Days before the state track and field championships last month, Brophy coaches outlined for their athletes what it would take to win the Division I title.
Not surprisingly, Devon Allen was at the center of the plans.
The six months prior had not been good to the Broncos’ star sprinter/hurdler.
He suffered a high-ankle sprain near the end of football season, which nagged him for months. He rode a bike and rowed to stay in some semblance of shape, but still packed on 15 pounds. He finally returned to the track in mid-March, but could only do events sparingly.
If he didn’t feel right in preliminary races, Allen would often not race in the finals. His times had improved every year of his life, and now, as a senior, they were dropping back down because of the ankle injury and a lack of endurance.
“I was kind of bummed out,” Allen said.
Now he was needed to revert back to the superstar of old, not only for his own place in Arizona track history but for the benefit of his team.
It didn’t start great. Mountain Pointe sophomore Paul Lucas ran 10.44 seconds in the 100-meter dash, distancing himself from second-place Allen near the finish line. That was only Allen’s second 100-meter dash of the season, and he couldn’t keep up.
At that point, whispers started circling at Mesa Community College. Lucas was in the 200, and he had the capability of beating Allen again. Fellow Brophy hurdler Bobby Grant was a legitimate foe in the 300-meter hurdles. Could Allen’s final season end in disappointment?
He shook off that notion about as quickly as he runs the 100.
Allen put his skills on full display in the final three events at state, winning the 200-meter dash (20.98 seconds), the 110-meter high hurdles (13.59 seconds) and the 300-meter hurdles (36.74 seconds), leading Brophy to the team title and claiming a second consecutive Tribune Boys Track Athlete of the Year award.
There were some fleeting moments of doubt, especially, he said, when Grant led him on the turn of the 300 hurdles. But Allen is used to the big stage, and he forgot about the pain in his ankle and in his chest in those moments to find another level.
“I always seemed to feel better on race days,” Allen said. “I don’t know if it’s the adrenaline or what, but at state (the ankle) didn’t hurt too badly.”
After four magnificent years, this was the way it was supposed to end for Allen.
He set a state record in the 110-hurdles as a junior and surpassed it with a time of 13.50 seconds at the Mt. Sac Relays in April. He won five state individual titles in his final two years, and could have won four events as a senior if he stayed healthy.
Always the perfectionist, Allen wishes the injury wouldn’t have lingered. However, it’s almost 100 percent now as he prepares for the U.S. Junior Outdoor Track & Field Championships beginning on Wednesday in Des Moines, Iowa. If he makes that team, he will try to escape for a weekend from fall football camp at Oregon to run in the Pan Am Junior Championships in Medellin, Columbia.

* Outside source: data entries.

PR #1725, opened 2023-11-23
Fix readbility-qualified-auto

jfsimoneau:


httplib.h
```diff
@@ -2216,7 +2216,7 @@ inline bool from_hex_to_i(const std::string &s, size_t i, size_t cnt,
 }
 
 inline std::string from_i_to_hex(size_t n) {
-  static const auto charset = "0123456789abcdef";
+  static const auto *const charset = "0123456789abcdef";
```
yhirose, line 2219: Adding `const` is ok, but I don't like to leave `*`, since I do the same for shared pointers as below.

```cpp
auto mm = std::make_shared<detail::mmap>(path.c_str());
```

jfsimoneau: In the second case. `mm` is not a raw pointer, though. Here, I could change the pointer to either a C-style array or an `std::array`. I'll try a few things to see which one would be more elegant and still be compliant.

yhirose: My saying is that I would like to keep the code as always using just `auto` regardless of regular value, raw pointer or managed pointer (std::shared_ptr, std::unique_ptr). Thanks for your effort, but I'l close it. :)

PR #1726, opened 2023-11-27
include string_view if compiler supports it

artpaul:
With this feature enabled the headers can be queried with key of type std::string_view without need to convert it to std::string.

### DIFF
--- a/httplib.h
+++ b/httplib.h
@@ -113,6 +113,10 @@
 #define CPPHTTPLIB_LISTEN_BACKLOG 5
 #endif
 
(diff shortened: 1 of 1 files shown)


artpaul:
@yhirose That do you think about to enable string_view support?

https://en.cppreference.com/w/cpp/container/multimap/find

yhirose:
@artpaul thanks for the pull request. But  if we do it, we have to do it at all the places where std::string is used as the code consistency and it's too much. I would like to stick to C++11 at this point. Thank you for your understanding.

artpaul:
OK. Got it.

PR #1739, opened 2023-12-18
Add StatusCode enum

bugdea1er:
Hi there!

C++ Core Guidelines recommend avoiding "magic constants" ([link](https://isocpp.github.io/CppCoreGuidelines/CppCoreGuidelines#es45-avoid-magic-constants-use-symbolic-constants)) and clang-tidy enforces this. I added a enum with Response Status Codes to use them instead of plain numbers in dependent code, please let me know if you would like to use them in httplib too.

~~Also I changed some of status messages based on [RFC 9110](https://httpwg.org/specs/rfc9110.html#overview.of.status.codes)~~ 
Moved RFC 9110 changes to a separate pr https://github.com/yhirose/cpp-httplib/pull/1740

### DIFF
--- a/httplib.h
+++ b/httplib.h
@@ -1791,6 +1791,81 @@ inline void default_socket_options(socket_t sock) {
 #endif
 }
 
+enum StatusCode {
+  // Information responses
+  Continue = 100,                      ///< 100 Continue
+  SwitchingProtocol = 101,             ///< 101 Switching Protocols
+  Processing = 102,                    ///< 102 Processing
+  EarlyHints = 103,                    ///< 103 Early Hints
+
+  // Successful responses
+  OK = 200,                            ///< 200 OK
+  Created = 201,                       ///< 201 Created
+  Accepted = 202,                      ///< 202 Accepted
+  NonAuthoritativeInformation = 203,   ///< 203 Non-Authoritative Information
+  NoContent = 204,                     ///< 204 No Content
+  ResetContent = 205,                  ///< 205 Reset Content
+  PartialContent = 206,                ///< 206 Partial Content
+  MultiStatus = 207,                   ///< 207 Multi-Status
+  AlreadyReported = 208,               ///< 208 Already Reported
+  IMUsed = 226,                        ///< 226 IM Used
+
+  // Redirection messages
+  MultipleChoices = 300,               ///< 300 Multiple Choices
+  MovedPermanently = 301,              ///< 301 Moved Permanently
+  Found = 302,                         ///< 302 Found
+  SeeOther = 303,                      ///< 303 See Other
+  NotModified = 304,                   ///< 304 Not Modified
+  UseProxy = 305,                      ///< 305 Use Proxy
+  unused = 306,                        ///< 306 unused
+  TemporaryRedirect = 307,             ///< 307 Temporary Redirect
+  PermanentRedirect = 308,             ///< 308 Permanent Redirect
+
+  // Client error responses
+  BadRequest = 400,                    ///< 400 Bad Request
+  Unauthorized = 401,                  ///< 401 Unauthorized
+  PaymentRequired = 402,               ///< 402 Payment Required
+  Forbidden = 403,                     ///< 403 Forbidden
+  NotFound = 404,                      ///< 404 Not Found
+  MethodNotAllowed = 405,              ///< 405 Method Not Allowed
+  NotAcceptable = 406,                 ///< 406 Not Acceptable
+  ProxyAuthenticationRequired = 407,   ///< 407 Proxy Authentication Required
+  RequestTimeout = 408,                ///< 408 Request Timeout
+  Conflict = 409,                      ///< 409 Conflict
+  Gone = 410,                          ///< 410 Gone
+  LengthRequired = 411,                ///< 411 Length Required
+  PreconditionFailed = 412,            ///< 412 Precondition Failed
+  PayloadTooLarge = 413,               ///< 413 Payload Too Large
+  UriTooLong = 414,                    ///< 414 URI Too Long
+  UnsupportedMediaType = 415,          ///< 415 Unsupported Media Type
+  RangeNotSatisfiable = 416,           ///< 416 Range Not Satisfiable
+  ExpectationFailed = 417,             ///< 417 Expectation Failed
+  ImATeapot = 418,                     ///< 418 I'm a teapot
+  MisdirectedRequest = 421,            ///< 421 Misdirected Request
+  UnprocessableContent = 422,          ///< 422 Unprocessable Content
+  Locked = 423,                        ///< 423 Locked
+  FailedDependency = 424,              ///< 424 Failed Dependency
+  TooEarly = 425,                      ///< 425 Too Early
+  UpgradeRequired = 426,               ///< 426 Upgrade Required
+  PreconditionRequired = 428,          ///< 428 Precondition Required
+  TooManyRequests = 429,               ///< 429 Too Many Requests
+  RequestHeaderFieldsTooLarge = 431,   ///< 431 Request Header Fields Too Large
+  UnavailableForLegalReasons = 451,    ///< 451 Unavailable For Legal Reasons
+
+  // Server error responses
+  InternalServerError = 500,           ///< 500 Internal Server Error
+  NotImplemented = 501,                ///< 501 Not Implemented
+  BadGateway = 502,                    ///< 502 Bad Gateway
+  ServiceUnavailable = 503,            ///< 503 Service Unavailable
+  GatewayTimeout = 504,                ///< 504 Gateway Timeout
+  HttpVersionNotSupported = 505,       ///< 505 HTTP Version Not Supported
+  VariantAlsoNegotiates = 506,         ///< 506 Variant Also Negotiates
+  InsufficientStorage = 507,           ///< 507 Insufficient Storage
+  LoopDetected = 508,                  ///< 508 Loop Detected
+  NotExtended = 510,                   ///< 510 Not Extended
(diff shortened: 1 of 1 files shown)


httplib.h
```diff
@@ -1807,7 +1882,7 @@ inline const char *status_message(int status) {
   case 207: return "Multi-Status";
   case 208: return "Already Reported";
   case 226: return "IM Used";
-  case 300: return "Multiple Choice";
+  case 300: return "Multiple Choices";
```
bugdea1er, line 1885: https://developer.mozilla.org/en-US/docs/Web/HTTP/Status/300

httplib.h
```diff
@@ -1836,7 +1911,7 @@ inline const char *status_message(int status) {
   case 417: return "Expectation Failed";
   case 418: return "I'm a teapot";
   case 421: return "Misdirected Request";
-  case 422: return "Unprocessable Entity";
+  case 422: return "Unprocessable Content";
```
bugdea1er, line 1914: https://developer.mozilla.org/en-US/docs/Web/HTTP/Status/422

httplib.h
bugdea1er, line 1885: https://httpwg.org/specs/rfc9110.html#status.300

httplib.h
bugdea1er, line 1914: https://httpwg.org/specs/rfc9110.html#status.422

bugdea1er:
Also I would suggest to use this new type for `Response::status` field, but I don't know if it would be a breaking change

yhirose:
> Also I changed some of status messages based on [RFC 9110](https://httpwg.org/specs/rfc9110.html#overview.of.status.codes)

Could you move the change to a separate pull request?

> I would suggest to make this enum class and use this new type for Response::status field, but I don't know if it would be a breaking change

It's a absolutely big breaking change. I understand it's a good practice to enum values instead of hardcoded numbers though, I'll keep the current code as it is since I would not like existing users to be surprised and modify their existing code. Thanks for your understanding.

bugdea1er:
> Could you move the change to a separate pull request? I'll merge it right away!

https://github.com/yhirose/cpp-httplib/pull/1740

> It's a absolutely big breaking change. I understand it's a good practice to enum values instead of hardcoded numbers though, I'll keep the current code as it is since I would not like to break the existing users' code at all. Thanks for your understanding.

So a plane enum (like in this pr) is okay with you? All the types stays `int` and users can use this constats without breaking their code?

yhirose:
> Btw, I checked with our existing code, compiles fine before and after using this enum in Request::status assignments. C++ allows implicit enum to int conversion.

Here are compile errors which shows the breaking change when compiling 'test/test.cc'.

```cpp
  ...
  LoopDetected = 508,                  ///< 508 Loop Detected
  NotExtended = 510,                   ///< 510 Not Extended
  NetworkAuthenticationRequired = 511, ///< 511 Network Authentication Required
};

struct Response {
  std::string version;
  // int status = -1;
  StatusCode status = -1;
  std::string reason;
  Headers headers;
  ...
```

```
~/Projects/cpp-httplib/test$ make
clang++ -o test -I.. -g -std=c++11 -I. -Wall -Wextra -Wtype-limits -Wconversion -Wshadow  test.cc include_httplib.cc gtest/gtest-all.cc gtest/gtest_main.cc -DCPPHTTPLIB_OPENSSL_SUPPORT -I/usr/local/opt/openssl@1.1/include -L/usr/local/opt/openssl@1.1/lib -lssl -lcrypto -DCPPHTTPLIB_USE_CERTS_FROM_MACOSX_KEYCHAIN -framework CoreFoundation -framework Security -DCPPHTTPLIB_ZLIB_SUPPORT -lz -DCPPHTTPLIB_BROTLI_SUPPORT -I/usr/local/opt/brotli/include -L/usr/local/opt/brotli/lib -lbrotlicommon -lbrotlienc -lbrotlidec -pthread
In file included from test.cc:1:
../httplib.h:590:23: error: cannot initialize a member subobject of type 'StatusCode' with an rvalue of type 'int'
  StatusCode status = -1;
                      ^~
../httplib.h:4247:9: error: no viable overloaded '='
    res = new_res;
    ~~~ ^ ~~~~~~~
../httplib.h:7087:20: note: in instantiation of function template specialization 'httplib::detail::redirect<httplib::ClientImpl>' requested here
    return detail::redirect(*this, req, res, path, location, error);
                   ^
../httplib.h:622:13: note: candidate function not viable: expects an rvalue for 1st argument
  Response &operator=(Response &&) = default;
            ^
../httplib.h:4247:9: error: no viable overloaded '='
    res = new_res;
    ~~~ ^ ~~~~~~~
../httplib.h:7094:22: note: in instantiation of function template specialization 'httplib::detail::redirect<httplib::SSLClient>' requested here
      return detail::redirect(cli, req, res, path, location, error);
                     ^
../httplib.h:622:13: note: candidate function not viable: expects an rvalue for 1st argument
  Response &operator=(Response &&) = default;
            ^
3 errors generated.
In file included from include_httplib.cc:5:
../httplib.h:590:23: error: cannot initialize a member subobject of type 'StatusCode' with an rvalue of type 'int'
  StatusCode status = -1;
                      ^~
../httplib.h:4247:9: error: no viable overloaded '='
    res = new_res;
    ~~~ ^ ~~~~~~~
...
```

yhirose:
Even if I added `NotSet = -1`, we get lots of compile errors in 'test/test.cc'.

```cpp
  ...
  NetworkAuthenticationRequired = 511, ///< 511 Network Authentication Required

  NotSet = -1;
};

struct Response {
  std::string version;
  // int status = -1;
  StatusCode status = StatusCode::NotSet;
  std::string reason;
  ...
```

```
~/Projects/cpp-httplib/test$ make
clang++ -o test -I.. -g -std=c++11 -I. -Wall -Wextra -Wtype-limits -Wconversion -Wshadow  test.cc include_httplib.cc gtest/gtest-all.cc gtest/gtest_main.cc -DCPPHTTPLIB_OPENSSL_SUPPORT -I/usr/local/opt/openssl@1.1/include -L/usr/local/opt/openssl@1.1/lib -lssl -lcrypto -DCPPHTTPLIB_USE_CERTS_FROM_MACOSX_KEYCHAIN -framework CoreFoundation -framework Security -DCPPHTTPLIB_ZLIB_SUPPORT -lz -DCPPHTTPLIB_BROTLI_SUPPORT -I/usr/local/opt/brotli/include -L/usr/local/opt/brotli/lib -lbrotlicommon -lbrotlienc -lbrotlidec -pthread
In file included from test.cc:1:
../httplib.h:586:14: error: expected '}' or ','
  NotSet = -1;
             ^
../httplib.h:5315:22: error: assigning to 'StatusCode' from incompatible type 'int'
      this->status = stat;
                     ^~~~
../httplib.h:5317:22: error: assigning to 'StatusCode' from incompatible type 'int'
      this->status = 302;
                     ^~~
../httplib.h:6096:22: error: assigning to 'StatusCode' from incompatible type 'int'
        res.status = 413; // NOTE: should be 414?
                     ^~~
../httplib.h:6127:20: error: assigning to 'StatusCode' from incompatible type 'int'
      res.status = 400;
                   ^~~
../httplib.h:6156:8: error: no matching function for call to 'read_content'
  if (!detail::read_content(strm, req, payload_max_length_, res.status, nullptr,
       ^~~~~~~~~~~~~~~~~~~~
../httplib.h:3982:6: note: candidate function template not viable: no known conversion from 'StatusCode' to 'int &' for 4th argument
bool read_content(Stream &strm, T &x, size_t payload_max_length, int &status,
     ^
../httplib.h:6163:20: error: assigning to 'StatusCode' from incompatible type 'int'
      res.status = 400;
                   ^~~
../httplib.h:6405:16: error: assigning to 'StatusCode' from incompatible type 'int'
  res.status = 400;
               ^~~
../httplib.h:6488:22: error: assigning to 'StatusCode' from incompatible type 'int'
        res.status = 416;
                     ^~~
...
```

bugdea1er:
@yhirose I'm not suggesting replacing the `Response::status` type to `enum class StatusCode` __in this pull-request__

I'm just suggesting an enum with constants like `StatusCode::Forbidden`, which the user can then use with the `Response` struct unchanged

I don't get any errors here:
```cpp
struct Response {
  std::string version;
  int status = -1;
  std::string reason;
  ...

response.status = httplib::StatusCode::Forbidden
```

yhirose:
@bugdea1er thanks for the clarification. I know understand what you meant. :)

Still I am not very comfortable with the enum though. It's because the enum is lacking the category information. The first digit of each status code gives me very valuable information. As soon as I see '2', I can quickly recognize the message is a 'Success' code, and '4' makes me understand it's a request problem. '5' gives me information that something bad happening in the server, and '3' is a redirect code.

So if the enum looks like the following, it might be acceptable...

```cpp
enum StatusCode {
  ...
  NotFound_404 = 404,
  ...
};

int status = StatusCode::NotFound_404;
```

bugdea1er:
@yhirose I added number suffixes to enum constants

yhirose:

Once he’s done with his freshman season on the gridiron with the powerhouse Ducks, Allen will switch over to track. Once track is done, he will be back to football.
It’s the dance he’s done for years, and for awhile, he actually appreciated the time off forced by the injury.
“It was cool being able to watch some of the track meets,” Allen said. “I’d be sitting in the stands drinking Gatorade and eating pretzels.”
He could have relaxed all season if he so chose.
After months of inactvity and with a future already decided, few would have questioned Allen if he sat out the year to heal.
Instead, he came back and capped his high school career with another memorable showing.
“That’s what I do,” Allen said. “I run.”